The whole time Peter Glaser had been eyeing the photo curiously. By now he was craning his neck, eyes almost popping out of his head. ‘I don’t believe it,’ he said. ‘That’s bloody Felix! What’s he doing next to Betty Winter?’

The matter was soon resolved. Bellmann’s missing lighting technician was called Felix Krempin, and he had obviously used the identity of his unsuspecting friend, Peter Glaser, to sign up with La Belle Film Production. In reality, Krempin worked as a production manager at Montana Film.

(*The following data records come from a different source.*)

PR #130, opened 2023-03-14
Add UI for ChatGPT settings

trymebytes:
In this PR, we add the UI for storing a user's OpenAI credentials to be used for generating translation suggestions and for other implementations.

Screenshot 2023-03-14 at 16 00 45

PR #134, opened 2023-03-21
Experiment: Add OpenAI (ChatGPT) and Deepl support in the Translation Memory

amieiro:
## What?

We are testing [ChatGPT](https://openai.com/blog/chatgpt) and [DeepL](https://www.deepl.com/) as helpers to improve the translator's work.

image

This PR adds some proposed translations (suggestions) as new rows at the bottom of the "Translation Memory". The end user can activate one of this, or both, in the [translation settings](https://translate.wordpress.org/settings/).

image

### ChatGPT

The user can adjust the **prompt** and the **temperature** for ChatGPT. This PR is using:
* The glossary for the target language.
* The gpt-3.5-turbo [model](https://platform.openai.com/docs/api-reference/completions/create#completions/create-model).
* A maximum number of 1000 [tokens](https://platform.openai.com/docs/api-reference/completions/create#completions/create-max_tokens).
* [n](https://platform.openai.com/docs/api-reference/completions/create#completions/create-n) (how many completions to generate for each prompt) to 1.
* A 20 s. timeout to query the OpenAI API.

### Deepl

This PR is using the [free API](https://www.deepl.com/account/).

We always translate from EN-US - English (American). Deepl only supports [these target languages](https://www.deepl.com/es/docs-api/translate-text/translate-text/):
* BG - Bulgarian
* CS - Czech
* DA - Danish
* DE - German
* EL - Greek
* EN-GB - English (British)
* ES - Spanish
* ET - Estonian
* FI - Finnish
* FR - French
* HU - Hungarian
* ID - Indonesian
* IT - Italian
* JA - Japanese
* KO - Korean
* LT - Lithuanian
* LV - Latvian
* NB - Norwegian (Bokmål)
* NL - Dutch
* PL - Polish
* PT-BR - Portuguese (Brazilian)
* PT-PT - Portuguese (Portugal Portuguese)
* RO - Romanian
* RU - Russian
* SK - Slovak
* SL - Slovenian
* SV - Swedish
* TR - Turkish
* UK - Ukrainian
* ZH - Chinese (simplified)

This PR is using the UI from https://github.com/WordPress/wordpress.org/pull/130, with some updates.


wordpress.org/public_html/wp-content/plugins/wporg-gp-customizations/templates/settings-edit.php
```diff
@@ -60,7 +60,39 @@
...
+			</label></th>
+		<td><input type="text" class="openai_api_key" id="default_sort[openai_api_key]" name="default_sort[openai_api_key]" value="<?php echo esc_html( gp_array_get( $gp_default_sort, 'openai_api_key', '' ) ); ?>" placeholder="Enter your OpenAI API key" /></td>
+	</tr>
+	<tr>
+		<th><label for="default_sort[openai_custom_prompt]"><?php esc_html_e( 'Custom Prompt', 'glotpress' ); ?></label></th>
+		<td><textarea class="openai_custom_prompt" id="default_sort[openai_custom_prompt]" name="default_sort[openai_custom_prompt]" placeholder="Enter your custom prompt for ChatGPT translation suggestions"><?php echo esc_html( gp_array_get( $gp_default_sort, 'openai_custom_prompt', '' ) ); ?></textarea></td>
+	</tr>
+	<tr>
+		<th><label for="default_sort[openai_temperature]"><?php esc_html_e( 'Temperature', 'glotpress' ); ?></label></th>
+		<td><input type="number" min="0" max="2" step=".1" class="openai_temperature" id="default_sort[openai_temperature]" name="default_sort[openai_temperature]" value="<?php echo esc_html( gp_array_get( $gp_default_sort, 'openai_temperature', 0 ) ); ?>" placeholder="Enter your OpenAI key" /></td>
```
akirk, line 126: Should we change the default temperature to something not 0?

amieiro: I was making some tests with different temperatures with my 2 mother languages (Galician and Spanish) and the best value for these languages is 0, so I think it is the most appropriate value to set as default. Maybe be another different values will be more accurate with another languages.

wordpress.org/public_html/wp-content/plugins/wporg-gp-translation-suggestions/inc/routes/class-translation-memory.php
```diff
@@ -31,13 +32,196 @@ public function get_suggestions( $project_path, $locale_slug, $set_slug ) {
...
+		}
+		$deepl_response = wp_remote_post(
+			$free_url,
+			array(
+				'timeout' => 20,
+				'body'    => array(
+					'auth_key'    => $deepl_api_key,
+					'text'        => $original_singular,
+					'source_lang' => $source_lang,
+					'target_lang' => $target_lang,
```
akirk, line 202: Could we extend the mapping so that it can also include support [for the `formality` parameter](https://www.deepl.com/docs-api/translate-text/translate-text/)? Without it, it is unusable in German since we use informal German in WordPress but DeepL creates formal German.

amieiro: Done! I have tested with Spanish (Spain) and works fine! Thank you for the suggestion. 

image

akirk: Hm, actually I thought we would just add it to the mapping since inside of translate.wordpress.org it's quite clear which language has which formality. Maybe we can do both to start with but add it to the mapping in the end?

akirk:
I've played around with it and it works great. Could we keep some stats? Maybe we can just store them in user meta?
Specifically I think these will be interesting:
- Number of queries (= one per get-other-language-suggestions endpoint invocation)
- Number of tokens/characters used. [OpenAI reports](https://platform.openai.com/docs/api-reference/completions/create) `['usage']['total_tokens']` in its response, for [DeepL we need to count the English UTF8 codepoints](https://www.deepl.com/docs-api/general/get-usage/) (so `mb_strlen()`).
- Number of times the provider was used unmodified.
- Number of times the provider was used modified.

So we'd add stats to the endpoint and for saving the latter we'd need to extend GlotPress a little. Save in JS that a button was clicked and with what text and then when submitting the translation compare the text to the actual submission so that we can categorize it in the buckets.

wordpress.org/public_html/wp-content/plugins/wporg-gp-translation-suggestions/inc/routes/class-translation-memory.php
amieiro: I have moved the select item for the language formality from the user preferences to a method with the values hard-coded for each language. I have [pinged](https://wordpress.slack.com/archives/C02RP50LK/p1679476128686079) to the GTE for each target language supported in Deepl, so this array should be updated as we receive information from the GTEs.

image

wordpress.org/public_html/wp-content/plugins/wporg-gp-customizations/templates/settings-edit.php
```diff
@@ -96,13 +116,28 @@
...
+							echo ' ' . esc_html( sprintf( _n( '(%d used without modifications)', '(%d used without modifications)', 'glotpress' ), gp_array_get( $gp_external_translations, 'deepl_same_translations_used', 0 ) ) );
+						}
+						echo '</small>';
+					}
+					?>
+				<br>
 				<a href="https://www.deepl.com/account/usage" target="_blank"><small>
 						<?php
 						/* translators: %d: number of chars translated with Deepl. */
 						echo esc_html( sprintf( __( '(Chars translated with Deepl: %d)', 'glotpress' ), gp_array_get( $gp_default_sort, 'deepl_chars_used', 0 ) ) );
```
akirk: These parenthesis should also be removed for consistency.

wordpress.org/public_html/wp-content/plugins/wporg-gp-customizations/templates/settings-edit.php
```diff
@@ -96,13 +116,28 @@
 	<tr>
 		<th><label for="default_sort[deepl_api_key]">
 				<?php esc_html_e( 'Deepl Free API Key', 'glotpress' ); ?>
+			</label>
+					<?php
+					if ( gp_array_get( $gp_external_translations, 'deepl_translations_used', 0 ) > 0 ) {
+						echo '<br>';
+						echo '<small>';
+						/* translators: %d: number of OpenAI translations used. */
+						echo esc_html( sprintf( _n( '%d Deepl translation used', '%d Deepl translations used', 'glotpress' ), gp_array_get( $gp_external_translations, 'deepl_translations_used', 0 ) ) );
```
akirk: They themselves always spell DeepL with a capital L at the end. Could you replace all occurences of outputted text so that it conforms to that?

akirk: Also, could we, to make it more clear add a "with modifications" here?

wordpress.org/public_html/wp-content/plugins/wporg-gp-customizations/templates/js/editor.js
```diff
@@ -69,6 +71,48 @@
...
+	/**
+	 * Saves the number of external suggestions used and used without modification.
+	 *
+	 * @return {void}
+	 **/
+	function saveExternalSuggestions() {
+		var $button = $(this);
+		var $row = $button.closest('tr.editor');
+		var $originalId = $row.attr('id').substring(7);
+		var $translation = $row.find('.lt-mirror__canvas').text().trim();
```
akirk: That selector doesn't seem right. It causes for me an empty translation to be reported.

akirk (changes requested):
Very nice! It almost works! The actually used translation is not reported for me, hence all my translations were recorded as "modified". Also a small number of inconsistencies. But otherwise, really great, also that their stats are transparently exposed to the user!

wordpress.org/public_html/wp-content/plugins/wporg-gp-customizations/templates/js/editor.js
amieiro: Done. Thank you for catching this!

wordpress.org/public_html/wp-content/plugins/wporg-gp-customizations/templates/settings-edit.php
amieiro: Done!

wordpress.org/public_html/wp-content/plugins/wporg-gp-translation-suggestions/templates/translation-memory-suggestions.php
```diff
@@ -23,5 +22,43 @@
...
+			echo '<span aria-hidden="true" class="translation-suggestion__translation-raw">' . esc_translation( $suggestion['translation'] ) . '</span>';
+
+			echo '<button type="button" class="button is-small copy-suggestion">Copy</button>';
+		echo '</div>';
+		echo '</li>';
+	}
+	foreach ( $deepl_suggestions as $suggestion ) {
+		echo '<li>';
+		echo '<div class="translation-suggestion with-tooltip deepl" tabindex="0" role="button" aria-pressed="false" aria-label="Copy translation">';
+			echo '<span class="deepl-suggestion__score">Deepl</span>';
```
akirk: You forgot to change this one, or update it in the PR:
```suggestion
			echo '<span class="deepl-suggestion__score">DeepL</span>';
```

akirk (approved):
This works well now! One observation is that it now takes longer for the TM to appear. Maybe we can decouple them in the next iteration?

amieiro:
This PR has been deployed ([#12510](https://meta.trac.wordpress.org/changeset/12510), [12511](https://meta.trac.wordpress.org/changeset/12511)), so I close it.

No sooner had Glaser mentioned the name Montana than Bellmann hit the roof, going on about espionage, sabotage and worse. ‘Those criminals! I should have known! They’ll stop at nothing! Not even murder!’

Rath called for the guard to accompany Bellmann outside. They could still hear him through the closed door as Rath began a quick-fire interview of Peter Glaser about his friend, Felix Krempin.

‘Thanks for your help,’ Rath said, by way of goodbye. ‘It seems your friend has played a nasty trick on you – and on us too.’